Di sana, sekitar 650 relawan Tzu Chi telah berbaris dengan rapi dan bersiap diri memulai acara prosesi Beribu Berkah dan Doa Aula Jing Si. Sekitar pukul 6.15, prosesi yang dipimpin oleh Rosvita Wijaya pun dimulai. Seraya melantunkan doa, ke-650 relawan ini berputar rapi dan teratur. Prosesi yang khusyuk dan khikmad ini berlangsung hingga hampir 30 menit. Saat lantunan doa selesai, barisan relawan Tzu Chi pun sudah kembali kepada posisi semula. Saat itu, baik Widarsono maupun Henry tampak dengan serius mengabadikan momen-momen yang indah.

Rosvita lantas mengajak para relawan untuk berbaris dengan rapi menuju ke dalam gedung Aula Jing Si. Iring-iringan relawan yang berjumlah ratusan orang ini pun terlihat berjalan memanjang rapi dan teratur. Tiba di depan Aula Jing Si yang masih dalam proses pembangunan, para relawan ini lantas dibagi menjadi 9 kelompok kecil. Setiap kelompok kecil ini terdiri dari 10 relawan dan didampingi oleh 2 anggota Tzu Ching yang bertugas menjadi pemandu.

foto  foto

Ket : - Jika dahulu relawan Tzu Chi melakukan doa di depan gambar Aula Jing Si, kini relawan Tzu Chi              melakukannya tepat di depan proyek pembangunan Aula Jing Si yang makin tampak nyata bentuknya.              (kiri)
          - Dipandu 2 anggota Tzu Ching, ke-8 relawan ini menuju pilar-pilar yang telah ditentukan sebelumnya.              (kanan)

Doa dan berkah untuk Aula Jing Si
Diiringi aba-aba, para relawan ini pun bergantian menorehkan doa, dan berkah mereka. Dengan tangan menggenggam pena, mereka menggoreskan tekad di dalam sebuah gambar tangan yang dibuat di kertas merah. Selembar kertas yang ditempelkan di pilar-pilar aula.  Seusai menggoreskan doa dan tekad, para relawan pun lantas menuju kantin Aula Jing Si.

Kantin yang biasanya dipenuhi meja-meja makan, berubah menjadi lapang dan dipenuhi deretan bangku-bangku yang terbuat dari plastik. Setibanya di pintu masuk kantin, para relawan ini diberikan sehelai kertas berbentuk daun bodhi dan sebuah stiker kata perenungan dari Master Cheng Yen yang bertuliskan “Lebih baik melayani daripada dilayani”.

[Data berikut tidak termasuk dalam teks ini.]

PR #8916, opened 2024-05-08
refactor(ui5-title): wrap text by default

dimovpetar:
The text of `ui5-title` now wraps by default.

Before: 
```html
<ui5-title>some very very very long title</ui5-menu> <!-- would truncate the text if there is not enough space -->
```

Now:
```html
<ui5-title>some very very very long title</ui5-menu> <!-- would let the text wrap if there is not enough space -->
```


ilhan007 (commented):
We can also remove these 

Screenshot 2024-05-08 at 21 04 18

ilhan007 (approved):

Issue #8913, opened 2024-05-08
[ToolbarSelect]: Overflow select cannot be expanded


elenastoyanovaa:
### Bug Description

Trying to open a toolbar select in the overflow area of a toolbar result in closing of the overflow popup, thus the select is not usable in the overflow area.

### Affected Component

ui5-toolbar-select

### Expected Behaviour

The ui5-toolbar-select should be usable in all states of the toolbar.

### Isolated Example

https://sap.github.io/ui5-webcomponents/storybook/playground/main/pages/Toolbar/

### Steps to Reproduce

1. Go to Standard Toolbar with ToolbarSelect sample
2. Shrink the window in order to have the select in the overflow menu
3. Click on  the toolbar select to open it - the whole overflow menu is closed

### Priority

Very High

### UI5 Web Components Version

latest, 1.22.0

### Browser

Chrome

### Operating System

macOS

### Declaration

- [X] I’m not disclosing any internal or sensitive information.

PR #8924, opened 2024-05-09
fix(ui5-toolbar): prevent closing of overflow on interaction

dobrinyonkov:
Closes: #8913

### DIFF
--- a/packages/main/src/Toolbar.ts
+++ b/packages/main/src/Toolbar.ts
@@ -486,9 +486,10 @@ class Toolbar extends UI5Element {
 
 		if (refItemId) {
 			const abstractItem = this.getItemByID(refItemId);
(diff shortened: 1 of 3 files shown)


PetyaMarkovaBogdanova (approved):
Maybe it would be nice if we add a test, describing the situation

vladitasev (approved):
Ideally, the name of the variable can be changed a bit, f.e.

```ts
const eventType = e.type;
const eventTypeNonPrefixed: string = eventType.replace("ui5-", "");
```

but it's not that important

vladitasev (approved):

dobrinyonkov:
downport: https://github.com/SAP/ui5-webcomponents/pull/8936

PR #8925, opened 2024-05-09
feat(ui5-button): add second (end) icon

NHristov-sap:
Button now can have second icon at the end

BREAKING CHANGE:  iconEnd property is changed from boolean to string type and now can accept name for second/end icon.

Before:

`<ui5-button icon="home" icon-end>Button</ui5-button>`

Now:

`<ui5-button end-icon="home">Button</ui5-button>`

or 

`<ui5-button icon="employee" end-icon="home">Button</ui5-button>`


vladitasev:
I think the `icon-end` property must be deprecated and a new `end-icon` property added.  The `icon-end` name has boolean semantics ("icon is at the end" - true/false) while the `end-icon` name would mean "icon which is at the end" or "end icon" (noun). Same for the private property: `has-icon-end` -> `has-end-icon`

Then, it would be more straightforward for users, f.e. `<ui5-button icon="employee" end-icon="add>Test</ui5-button>`

`Avatar.ts` has for example `fallback-icon` (the word "icon" is again at the end)

NHristov-sap:
> I think the `icon-end` property must be deprecated and a new `end-icon` property added. 

I hope you mean 'icon-end' to be completely removed, as if it stays (even deprecated), and we introduce new property 'end-icon', there might be situations where there are two icons at the end. Also, technically it will be very difficult to maintain both options at the same time due to the way 'icon-end' works now.

vladitasev (approved):

tsanislavgatev (approved):

PR #8941, opened 2024-05-10
chore: remove cloneNode from valueStateMessage

nnaydenow:
Before, the `valueStateMessage` slot content had to be cloned because the content was rendered outside of the component in the `ui5-popover` inside `ui5-static-area`. With the integration of `Popover API`, the `ui5-popover` is placed inside the shadow root of the component, eliminating the need for the clone.

WIP: Until `ui5-option` is converted to physical element.


vladitasev:
This also fixes the bug when value state message dynamically updates, if the application changes is (but I could not find the issue @MapTo0 )

Issue #8932, opened 2024-05-10
[TimePicker]: glowing box-shadow  around the input field 


ilhan007:
### Bug Description

All other inputs don't have such glowing box-shadow as the Timepicker, so I assume it's wrong or if not - all the other inputs are wrong.

TimPicker:
<img width="717" alt="Screenshot 2024-05-10 at 9 21 50" src="https://github.com/SAP/ui5-webcomponents/assets/15702139/3885e2b0-126c-47e6-abe3-320c84536de1">

DateTimPicker:
<img width="790" alt="Screenshot 2024-05-10 at 9 24 30" src="https://github.com/SAP/ui5-webcomponents/assets/15702139/4f460d26-9ba5-4ed7-a7c3-9aed4c6099c4">

### Affected Component

ui5-timepicker

### Steps to Reproduce

1. Open https://sap.github.io/ui5-webcomponents/nightly/components/TimePicker/#format-patterns
2.
3.
...

### Priority

None

### UI5 Web Components Version

latest

### Browser

Chrome

### Declaration

- [X] I’m not disclosing any internal or sensitive information.

ilhan007:
fwi @SAP/ui5-webcomponents-topic-b -  visual issue, but very noticeable when the timepicker is used among other inputs.

PR #8951, opened 2024-05-13
fix(ui5-time-picker): remove box shadow

unazko:
Fixes: #8932


tsanislavgatev (approved):

nnaydenow (changes requested):
Please check [described styles](https://github.com/SAP/ui5-webcomponents/blob/main/packages/main/src/TimePicker.ts#L133) in the `@customElement` decorator. Styles described in it will be added in the adoptedStyleSheets of the current element and style it. In that case popover's CSS will add box-shadow. I would remove the PopoverCSS

nnaydenow (approved):

PR #8956, opened 2024-05-14
fix(ui5-popup): initialFocus won't work if 'autofocus' is set

TeodorTaushanov:


BorisDafov (commented):

dimovpetar (approved):

PR #8969, opened 2024-05-15
fix(ui5-notification-list-item): focus is no longer trapped in loading item

dimovpetar:
Fixes https://github.com/SAP/ui5-webcomponents/issues/8768


BorisDafov:

TeodorTaushanov (changes requested):
"arrow" navigation in fiori/test/pages/NotificationListItem.html doesn't work correctly.

TeodorTaushanov (approved):

dimovpetar:
> NotificationListItem.html

added title before every list in the test page to make it clear that those are separate lists

Issue #6835, opened 2023-03-30
[Calendar - Day Picker]: Week numbers are incorrectly calculated


allen138:
### Bug Description

Hi team,

This is an edge case, but when the config's calendarType is set to Islamic or Buddhist, and the date picker/calendar component has `primary-calendar-type` set to Gregorian, the week numbers that are displayed are wrong. Please see:
![image](https://user-images.githubusercontent.com/38701667/228957896-3646f4c5-2e4d-44f8-9815-fc1a839c0c66.png)

This is because in the calculation it will get the `oJanFirst` from a new UniversalDate object, but this object will be an instance of the config calendar, so when it does the calculation on line 27, the result is way off. [calculateWeekNumber.ts#L19](https://github.com/SAP/ui5-webcomponents/blob/main/packages/localization/src/dates/calculateWeekNumber.ts#L19)

(Note: This is not reproducible on openUI5, so I presume they have different logic to calculate the week number.)

### Affected Component

Day Picker

### Expected Behaviour

They week number will be the correct value per that calendar type being used for the component. (Note, week numbers are only used for Gregorian calendar)

### Isolated Example

https://codesandbox.io/s/ui5-webcomponents-forked-4pphi9?file=/index.html

### Steps to Reproduce

Please see the Isolated example. Open the date picker and see the week numbers are displayed incorrectly.

### Priority

Medium

### UI5 Web Components Version

main

### Browser

Chrome, Edge, Firefox, Safari

### Operating System

All

### Declaration

- [X] I’m not disclosing any internal or sensitive information.

PR #8971, opened 2024-05-15
fix(ui5-calendar): respect component level calendarType in week calculation

hinzzx:
Previously when a `calendarType` was being set to `Islamic` or `Buddhist` in the document configuration, and a `primary-calendar-type="Gregorian"` on a date component level where week numbering is present, for example `<ui5-date-picker primary-calendar-type="Gregorian">`, `<ui5-calendar primary-calendar-type="Gregorian"`, etc the week numbers were calculated wrong.

```js
	<script data-ui5-config type="application/json">
	{
          "language": "en_US",
          "rtl": false,
          "calendarType": "Islamic"
        }
	</script>
```

```html
<ui5-date-picker primary-calendar-type="Gregorian"></ui5-date-picker>
```
	

image

After the change, the weeks are calculated correctly now.

image

Fixes: #6835

### DIFF
--- a/packages/localization/src/dates/calculateWeekNumber.ts
+++ b/packages/localization/src/dates/calculateWeekNumber.ts
@@ -1,9 +1,10 @@
 import type Locale from "@ui5/webcomponents-base/dist/locale/Locale.js";
+import CalendarType from "@ui5/webcomponents-base/dist/types/CalendarType.js";
 import UniversalDate from "./UniversalDate.js";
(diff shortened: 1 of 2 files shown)


tsanislavgatev (approved):

tsanislavgatev:
I thought of a test, but the simulation would mean to create another test page with specific parameters as this is quite an edge case.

Relawan yang telah tiba, lantas duduk di bangku dan menunggu kedatangan relawan lainnya. Sembari menunggu, para relawan pun menyanyikan lagu-lagu Tzu Chi bersama-sama. Saat semua relawan telah terkumpul acara pun segera dimulai.

foto  foto

Ket : - Berbekal pena di tangan, relawan Tzu Chi menggoreskan tekad dan doa di salah satu pilar bangunan              Aula Jing Si. (kiri).
         - Relawan Tzu Chi membungkukkan badan pertanda terima kasih atas sumbangsih yang telah diberikan              oleh para staf dan seniman bangunan pembangunan Aula Jing Si. (kanan)

Rumah Insan Tzu Chi Indonesia
“Hari ini kita dengan hati yang hening dan suci berkumpul di sini untuk memberi berkah dan doa kepada rumah kita, Aula Jing Si,” kata Liu Su-mei, Ketua Yayasan Buddha Tzu Chi Indonesia. Saat itu, ia juga mengucapkan terima kasih kepada para relawan yang telah hadir dan mengatakan semoga rumah kita ini dapat membawa damai dan berkah.  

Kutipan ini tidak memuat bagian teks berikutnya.